━━━ Data supplied

PR #4758, opened 2023-05-26
feat: adding sync node logic to bids api endpoint

JadenDurnford:


packages/indexer/src/api/endpoints/orders/get-orders-bids/v5.ts
```diff
@@ -309,29 +328,94 @@ export const getOrdersBidsV5Options: RouteOptions = {
...
+      ) {
+        throw Boom.badRequest(
+          `You must provide one of the following: [ids, maker, contracts] in order to filter querys with sortBy = updatedAt and status != 'active.`
+        );
+      }
+
+      // TODO Remove this restriction once an index is created for updatedAt and contracts
+      if (query.sortBy === "updatedAt" && query.contracts && query.status === "any") {
+        throw Boom.badRequest(
+          `Cannot filter by contracts while sortBy = "updatedAt" and status = "any"`
```
nofir, line 386: isnt the whole point is to be able to get all bids if sorting by update at?

JadenDurnford: Yeah, I was running into some issues with the query timing out when adding the sorting by contracts as well, so we might need to add an index to enable it.

packages/indexer/src/api/endpoints/orders/get-orders-bids/v5.ts
```diff
@@ -309,29 +328,94 @@ export const getOrdersBidsV5Options: RouteOptions = {
...
+        query.status !== "active" &&
+        (query.token ||
+          query.tokenSetId ||
+          query.community ||
+          query.collectionsSetId ||
+          query.native ||
+          query.source)
+      ) {
+        throw Boom.badRequest(
+          `You must provide one of the following: [ids, maker, contracts] in order to filter querys with sortBy = updatedAt and status != 'active.`
```
nofir, line 379: I actually meant to put the comment below here: "isnt the whole point is to be able to get all bids if sorting by update at?"?

nofir (dismissed):

PR #4771, opened 2023-05-29
feat: sudoswap v2

lljxx1:


packages/contracts/contracts/router/modules/exchanges/SudoswapV2Module.sol
```diff
@@ -0,0 +1,188 @@
...
+
+      unchecked {
+        ++i;
+      }
+    }
+  }
+
+  // --- Single ERC721 offer ---
+
+  function sell(
```
georgeroman, line 117: Sudoswap V2 also supports ERC1155, which we should cover.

━━━━━━

**Prompt:**
Output every record verbatim.

**Response to the task:**
PR #4758, opened 2023-05-26
feat: adding sync node logic to bids api endpoint

JadenDurnford:


packages/indexer/src/api/endpoints/orders/get-orders-bids/v5.ts
```diff
@@ -309,29 +328,94 @@ export const getOrdersBidsV5Options: RouteOptions = {
...
+      ) {
+        throw Boom.badRequest(
+          `You must provide one of the following: [ids, maker, contracts] in order to filter querys with sortBy = updatedAt and status != 'active.`
+        );
+      }
+
+      // TODO Remove this restriction once an index is created for updatedAt and contracts
+      if (query.sortBy === "updatedAt" && query.contracts && query.status === "any") {
+        throw Boom.badRequest(
+          `Cannot filter by contracts while sortBy = "updatedAt" and status = "any"`
```
nofir, line 386: isnt the whole point is to be able to get all bids if sorting by update at?

JadenDurnford: Yeah, I was running into some issues with the query timing out when adding the sorting by contracts as well, so we might need to add an index to enable it.

packages/indexer/src/api/endpoints/orders/get-orders-bids/v5.ts
```diff
@@ -309,29 +328,94 @@ export const getOrdersBidsV5Options: RouteOptions = {
...
+        query.status !== "active" &&
+        (query.token ||
+          query.tokenSetId ||
+          query.community ||
+          query.collectionsSetId ||
+          query.native ||
+          query.source)
+      ) {
+        throw Boom.badRequest(
+          `You must provide one of the following: [ids, maker, contracts] in order to filter querys with sortBy = updatedAt and status != 'active.`
```
nofir, line 379: I actually meant to put the comment below here: "isnt the whole point is to be able to get all bids if sorting by update at?"?

nofir (dismissed):

PR #4771, opened 2023-05-29
feat: sudoswap v2

lljxx1:


packages/contracts/contracts/router/modules/exchanges/SudoswapV2Module.sol
```diff
@@ -0,0 +1,188 @@
...
+
+      unchecked {
+        ++i;
+      }
+    }
+  }
+
+  // --- Single ERC721 offer ---
+
+  function sell(
```
georgeroman, line 117: Sudoswap V2 also supports ERC1155, which we should cover.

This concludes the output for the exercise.